Fungi Discovered Inside Chernobyl Reactors Survive and Thrive In High Radiation

Fungi Discovered Inside Chernobyl Reactors Survive and Thrive In High Radiation

    I have always been interested in the possibility that life could be found beyond the Earth. Science has now found many planets around other suns. It appears that at least some of them may harbor life similar to life on Earth. Chemical building blocks for life have been found in gas nebula. Here on Earth we have found microbial life in very extreme conditions, some of which are miles below the surface of the Earth. Some life forms seem to be able to able to live on a flow of electrons. Other primitive life forms are able to survive high levels of radiation. There may be forms of live vastly different than ours but the possibilities of life similar to ours out in the cosmos look very promising.
     In 1991, robots were being used to explore inside of the abandoned Chernobyl Nuclear Power Plant in Ukraine which suffered a catastrophic nuclear accident back in 1986. One surprise was the discovery of black fungi on the inside of the containment vessel. Although most forms of terrestrial life would be damaged by intense radiation levels inside Chernobyl, the fungus seemed to be doing quite well and was especially lush near higher radiation areas.

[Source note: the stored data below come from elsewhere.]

Issue #1011, opened 2025-09-20
Find all results menu does not show the complete line


rohitab:
### Far Manager version

3.0.6558.0 x64

### OS version

10.0.22631.5909

### Steps to reproduce

1. Open a file with very long lines in the Editor. For example, a minified JavaScript file.
2. Press `F7` and enter any word that is present in the file.
3. Press `Alt+A` to open the Find all results menu.
4. Press `Alt+End` to go to the end of the line.

### Expected behavior

The complete line is visible, including any highlighted words.
Here is a screenshot from Far version `6446` that shows the complete line including highlighted words.

<img width="1802" height="518" alt="Image" src="https://github.com/user-attachments/assets/f72fa30e-f2a7-4532-978e-97e28dc86d64" />

### Actual behavior

The complete line is _not_ visible.
Here is a screenshot from the current Far version `6558` that shows the issue.

<img width="1802" height="518" alt="Image" src="https://github.com/user-attachments/assets/c1c6b62a-627a-40ac-b408-48b1256e82c2" />

MKadaner:
Thank you for reporting, @rohitab.

Please do not come with menu items longer than 2GiChars. At least not in the next decade.

rohitab:
Fixed in version `3.0.6561.0 x64`.

Issue #1010, opened 2025-09-20
Annotations not aligned correctly in Find all results menu


rohitab:
### Far Manager version

3.0.6558.0 x64

### OS version

10.0.22631.5909

### Steps to reproduce

1. Open a file with very long lines in the Editor. For example, a minified JavaScript file.
2. Press `F7` and enter a word that is towards the middle/end of the long line.
3. Press `Alt+A` to open the Find all results menu.
4. Press `Ctrl+Clear` to align annotations.

### Expected behavior

Annotations are aligned.
Here is a screenshot from Far version `6446` that shows correctly aligned annotations.

<img width="1802" height="518" alt="Image" src="https://github.com/user-attachments/assets/8845dfe8-dddb-4699-9fe0-4ab28fc03746" />

### Actual behavior

Annotations are not aligned. In fact, the annotations are not visible at all.bar.
Here is a screenshot from the current Far version `6558` that shows the issue.

<img width="1802" height="518" alt="Image" src="https://github.com/user-attachments/assets/b4c9955d-473a-4d7e-951b-3a21046ee28c" />

MKadaner:
Thank you for reporting, @rohitab.

Please do not come with menu items longer than 2GiChars. At least not in the next decade.

rohitab:
Fixed in version `3.0.6561.0 x64`.

Issue #1009, opened 2025-09-20
Incorrect column number in Find all results


rohitab:
### Far Manager version

3.0.6558.0 x64

### OS version

10.0.22631.5909

### Steps to reproduce

1. Open a file with very long lines in the Editor. For example, a minified JavaScript file.
2. Press `F7` and enter a word that is towards the middle/end of the long line.
3. Press `Alt+A` to open the Find all results menu.
4. Select an entry and press `Ctrl+Enter` to navigate to that position in the Editor.

### Expected behavior

The column number shown in the Find all results menu matches the column number shown in the Editor status bar.
Here is a screenshot from Far version `6446` that shows the correct column number `2545605`.

<img width="1802" height="518" alt="Image" src="https://github.com/user-attachments/assets/7d717c3d-4a49-489f-94a0-c4f61daaf141" />

### Actual behavior

The column number shown in the Find all results menu does not match the column number shown in the Editor status bar.
Here is a screenshot from the current Far version `6558` that shows incorrect column numbers in the Find all results menu. Instead of column `2545605` it shows column `2254560`. The other column numbers are incorrect too.

<img width="1802" height="518" alt="Image" src="https://github.com/user-attachments/assets/85f801cb-468f-48c7-b132-ecca2d0d9973" />

MKadaner:
Thank you for reporting, @rohitab.

Please do not come with menu items longer than 2GiChars. At least not in the next decade.

rohitab:
Fixed in version `3.0.6561.0 x64`.

PR #1012, opened 2025-09-20
gh-1009: gh-1010: gh-1011: An item in Find All menu can be longer than max short.

MKadaner:
## Summary
An item in Find All menu can be longer than max short. Who could think?

 
## References
- #1009
- #1010
- #1011

## Checklist


far/editor.cpp
```diff
@@ -7123,6 +7123,22 @@ TEST_CASE("radix10_formatted_width")
 		{
 			return radix10_formatted_width(Value) == static_cast<short>(std::format("{}", Value).size());
 		}));
+	REQUIRE(std::ranges::all_of(
```
alabuzhev, line 7126: This [fails](https://github.com/FarGroup/FarManager/actions/runs/17882812760/job/50852661007#step:7:291) on x86.

MKadaner: Yes, I know. I'll fix it in half an hour.

BTW, do you want three separate commits like now or squash them together?

alabuzhev: I prefer commits to represent logically separate actions.
E.g. if there's a bugfix and a pre- or post-refactoring that makes sense in the context, then of course, no point in squashing them together (each should still be compilable).

On the other hand, there's no point in preserving separate commits that "just happen", e.g. some flow of thoughts or experiments or addressing comments etc.

MKadaner: Here, I have a bugfix, somewhat (un)related refactoring, and changelog + vbuild. I think it makes more sense to have them separate.

alabuzhev:
Thanks

MKadaner:
Thank you!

     More than ten years later, Professor Ekaterina Dadachova, then at the Albert Einstein College of Medicine in New York, and her team obtained a sample of the fungus from Chernobyl. One of their discoveries was that the Chernobyl fungi grew faster than other types of fungus when all were bathe in radiation. There were three different species of fungi in the Chernobyl sample including Cladosporium sphaerospermum, Cryptococcus neoformans and Wangiella dermatitidis.
     All of these had high amounts of melanin which is a pigment found in many places in nature including the skin of human beings. People with a darker skin tone have higher amounts of melanin. Melanin absorbs sunlight and dissipates ultraviolet radiation. This correlates with people whose ancestors lived in tropical regions that get a lot of sunlight. In the Chernobyl fungi, the melanin also seemed to be absorbing radiation and converting it into chemical energy for biological processes.
      In order to discover more about the Chernobyl fungi, the Jet Propulsion Laboratory collected eight species of Chernobyl fungi and sent them to the International Space Station in order to see how they would react to the high radiation environment in space where there is forty to eighty times the radiation found on Earth. The researchers hoped to discover some of the chemical processes that the fungi used to survive and thrive in the high radiation. They might be able to use some of the molecules in the fungi to assist astronauts to survive in space. The results of the experiment have not been published yet.
     In a 2008 paper, Dadachgova said that the fungi discovered at Chernobyl are probably not the first of their kind. She wrote, “Large quantities of highly melanized fungal spores have been found in early Cretaceous period deposits when many species of animals and plants died out. This period coincides with Earth’s crossing the ‘magnetic zero’ resulting in the loss of its ‘shield’ against cosmic radiation.” This raises the possibility that somewhere in the universe there might be organisms with high levels of melanin surviving in high radiation environments.